By Audrey Wheeler
Conditioning through the searing summer is the perfect opportunity to build stamina and support the sunscreen industry! With most players outside of MLQ and QPL taking a hiatus during the off-season, there are about three months for players to beat the heat and improve where they stand on roster. Aside from personal workouts, summer remains an ideal time to run small, concentrated practices, although either form of conditioning requires a strong commitment from the individual.
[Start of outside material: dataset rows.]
PR #874, opened 2026-04-21
feat(multigateway): add per-query metrics tracking

haritabh17:
## Summary

- Normalize each query via the existing AST normalizer, hash the normalized SQL with xxh3, and attach the resulting 16-char `query.fingerprint` label to existing `mg.gateway.query.*` OTel metrics — so per-shape trends are queryable in Prometheus without putting query text in a label.
- Track aggregate per-fingerprint stats (calls, errors, min/avg/max latency, rows) in-process using a new registry backed by the existing Theine W-TinyLFU cache (with the bloom doorkeeper enabled). Cardinality is bounded by the cache; fingerprints outside the tracked set fold into `__other__`.
- Expose `GET /debug/queries` (HTML + `?format=json`) on the multigateway admin port with the tracked fingerprints, sortable by calls / total time / avg time / errors / last seen, auto-refreshing every 10s.
- Add two Grafana panels in the **Multigateway – Query Metrics** row: _Top Queries by p99 Latency_ (timeseries) and _Top Queries_ (table with fingerprint, calls/s, p99/p95/p50 ms, error rate; fingerprint column links to `/debug/queries`).

Closes MUL-212.

### Why bounded-cardinality fingerprint labeling

Raw SQL text has effectively unbounded cardinality (one series per literal), so using it as a Prometheus label would blow up the scrape. The registry wraps `theine.Store` with doorkeeper admission (first-touch ignored, admission on repeat) so one-off queries never enter the tracked set. `Labelize(fp)` returns either the fingerprint or `__other__`; that's the value that lands on the metric label, keeping cardinality bounded by the configured cache size.

### Feature wiring

- `ast.NormalizeResult.Fingerprint()` — stable `xxh3` hash over the existing normalized SQL; `ast.FingerprintSQL(s)` for callers that already have a normalized string (used on the extended-protocol / portal path).
- Executor populates `ExecuteResult.NormalizedSQL` + `.Fingerprint` on both simple and portal paths.
- `handler.recordQueryCompletion` calls `registry.Record(...)` and passes `registry.Labelize(fp)` as the `query.fingerprint` label to `QueryDuration`, `QueryErrors`, and `RowsReturned`.
- Non-cacheable statements (BEGIN / COMMIT / SET / DDL) label as `__utility__` instead — their space is small and bounded.
- Registry is shared between primary and replica handlers so a shape hits the same bucket regardless of which listener served it.
- `Close()` wired into `Shutdown`.

### Config flags

| Flag | Default | Notes |
|---|---|---|
| `--query-metrics-memory` | `2 MiB` | Registry byte budget. `0` disables per-query tracking (all other metrics still work). |
| `--query-metrics-sql-max-bytes` | `4096` | Truncation cap for the representative normalized SQL stored per fingerprint. |

## Test plan

- [x] Unit tests for `NormalizeResult.Fingerprint` (determinism, shape-invariance, collision-by-shape).
- [x] `queryregistry` unit tests covering disabled / nil registry, stats aggregation, sort orders, SQL truncation, empty-fingerprint no-op, concurrent writes (race-detector clean), **cardinality bound under 5k-fingerprint churn**, and TinyLFU doorkeeper admission.
- [x] HTTP handler tests for `/debug/queries` — JSON body, HTML default, nil-registry path.
- [x] Local end-to-end validation: `pgbench -c 4 -j 2 -T 300` against a local cluster populated nine distinct fingerprints (positive- and negative-delta pgbench variants) totalling ~295k calls; both `/debug/queries` and Grafana panels showed live data.

## Example dashboard
Screenshot 2026-04-22 at 18 19 44

### DIFF
--- a/go/common/parser/ast/normalizer.go
+++ b/go/common/parser/ast/normalizer.go
@@ -14,6 +14,12 @@
 
 package ast
 
+import (
+	"fmt"
+
+	"github.com/cespare/xxhash/v2"
+)
+
 // NormalizeResult holds the output of AST normalization.
 type NormalizeResult struct {
 	// NormalizedSQL is the SQL string with literals replaced by $1, $2, ...
@@ -32,6 +38,22 @@ type NormalizeResult struct {
 // WasNormalized reports whether any literals were replaced during normalization.
 func (r *NormalizeResult) WasNormalized() bool {
 	return len(r.BindValues) > 0
+}
+
+// Fingerprint returns a stable 16-character hex hash of the normalized SQL.
+// Two queries with the same NormalizedSQL produce identical fingerprints,
+// which makes the fingerprint suitable as a per-query-shape identifier for
+// metrics aggregation and cache keys.
+func (r *NormalizeResult) Fingerprint() string {
+	return FingerprintSQL(r.NormalizedSQL)
+}
+
+// FingerprintSQL returns a stable 16-character hex hash of the given SQL
+// string. Useful for callers that already have a normalized or
+// placeholder-form SQL (e.g. extended-protocol queries whose Parse text
+// already contains $N placeholders) and don't need to run the normalizer.
+func FingerprintSQL(sql string) string {
+	return fmt.Sprintf("%016x", xxhash.Sum64String(sql))
 }
 
 // Normalize replaces literal A_Const values in the AST with ParamRef ($1, $2, ...)
--- a/go/common/web/templates/queries_debug.html
+++ b/go/common/web/templates/queries_debug.html
@@ -56,11 +56,13 @@
       <section>
         <h4>Sort</h4>
         <p class="sort-links">
-          <a href="?sort=calls&limit={{.Limit}}"{{if eq .SortBy "calls"}} class="active"{{end}}>calls</a>
-          <a href="?sort=total_time&limit={{.Limit}}"{{if eq .SortBy "total_time"}} class="active"{{end}}>total time</a>
-          <a href="?sort=avg_time&limit={{.Limit}}"{{if eq .SortBy "avg_time"}} class="active"{{end}}>avg time</a>
-          <a href="?sort=errors&limit={{.Limit}}"{{if eq .SortBy "errors"}} class="active"{{end}}>errors</a>
-          <a href="?sort=last_seen&limit={{.Limit}}"{{if eq .SortBy "last_seen"}} class="active"{{end}}>last seen</a>
+          {{range .SortLinks}} {{if .Active}}
+          <a class="active" href="?sort={{.Key}}&amp;limit={{$.Limit}}"
+            >{{.Label}}</a
+          >
+          {{else}}
+          <a href="?sort={{.Key}}&amp;limit={{$.Limit}}">{{.Label}}</a>
+          {{end}} {{end}}
         </p>
       </section>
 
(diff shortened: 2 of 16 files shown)


go/common/web/templates/queries_debug.html
```diff
@@ -0,0 +1,126 @@
+<!doctype html>
```
rafael, line 1: I happened to take a quick peek at this PR. Something that we should discuss. Should this be here? Or in admin-web? I'm kind of the mindset that the pooler should only expose the raw data, but everything the UI itself should be exposed through the web-admin UI.

haritabh17: Ack, will move this and another /debug page in a follow up

go/common/parser/ast/normalizer.go
```diff
@@ -34,6 +40,22 @@ func (r *NormalizeResult) WasNormalized() bool {
 	return len(r.BindValues) > 0
 }
 
+// Fingerprint returns a stable 16-character hex hash of the normalized SQL.
+// Two queries with the same NormalizedSQL produce identical fingerprints,
+// which makes the fingerprint suitable as a per-query-shape identifier for
+// metrics aggregation and cache keys.
+func (r *NormalizeResult) Fingerprint() string {
+	return FingerprintSQL(r.NormalizedSQL)
+}
```
GuptaManan100, line 49: Why not use the NoramlizedSQL directly?

go/services/multigateway/handler/queryregistry/metrics.go
```diff
@@ -0,0 +1,87 @@
...
+	"go.opentelemetry.io/otel/attribute"
+	"go.opentelemetry.io/otel/metric"
+
+	"github.com/multigres/multigres/go/common/cache/theine"
+)
+
+// maxSQLLabelLen caps the normalized SQL exposed as a Prometheus label so that
+// downstream label storage and Grafana legends stay readable. The full text
+// remains available via /debug/queries.
+const maxSQLLabelLen = 256
```
GuptaManan100: maxSQLLabelLen = 256 in metrics.go shadows MaxSQLLength = 4096 from config — there are now two truncation points with different caps:
- QueryStats.normalizedSQL stored at up to 4 KB (config).
- RegisterMetrics callback re-truncates to 256 B for the info-gauge label.

GuptaManan100 (approved):
Rest LGTM!

go/services/multigateway/handler/queryregistry/metrics.go
haritabh17: Ack, updating

go/common/parser/ast/normalizer.go
haritabh17: Thinking that using fingerprint keeps the hot-path counters cheap: duration, errors, and rows_returned emit many series per fingerprint (buckets × status × protocol × instance), and the label lands on every one of them. A 16-char hex stays compact; normalized SQL averages a few hundred bytes and can be multi-KB for ORM-generated queries — rough math on a typical OLTP app could be ~10 MB of label bytes per scrape vs. ~100 KB with the info-gauge. 

The full SQL isn't lost — mg_gateway_query_info exposes the fingerprint→SQL mapping once per tracked fingerprint, and dashboards join via group_left.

Does running out of pizza count as cardio? No, but running in general does. Quidditch remains one of the more cardio-heavy sports to play, and high–intensity interval training (HIIT) is built specifically to increase cardiovascular fitness. With HIIT, essentially a cardio routine is followed, but rest times are instead replaced with a low–impact, high–intensity workout. With modified HIIT, quidditch players can follow a typical weight routine, but rather than allowing for rest time, the space between sets can be replaced with jumping rope, burpees, sprints, and so on.
“The goal is to maintain an increased heart rate while not impeding growth; the interval exercise shouldn’t exert force on the muscle you are targeting but keep the heart rate accelerated,” said Jack Starr, a chaser of Florida’s Finest and former coach for Florida State. “By replacing the high–intensity periods of traditional HIIT with resistance training and the rest periods with cardio, it allows for muscle growth while simultaneously burning more calories than traditional cardio or weight training can.”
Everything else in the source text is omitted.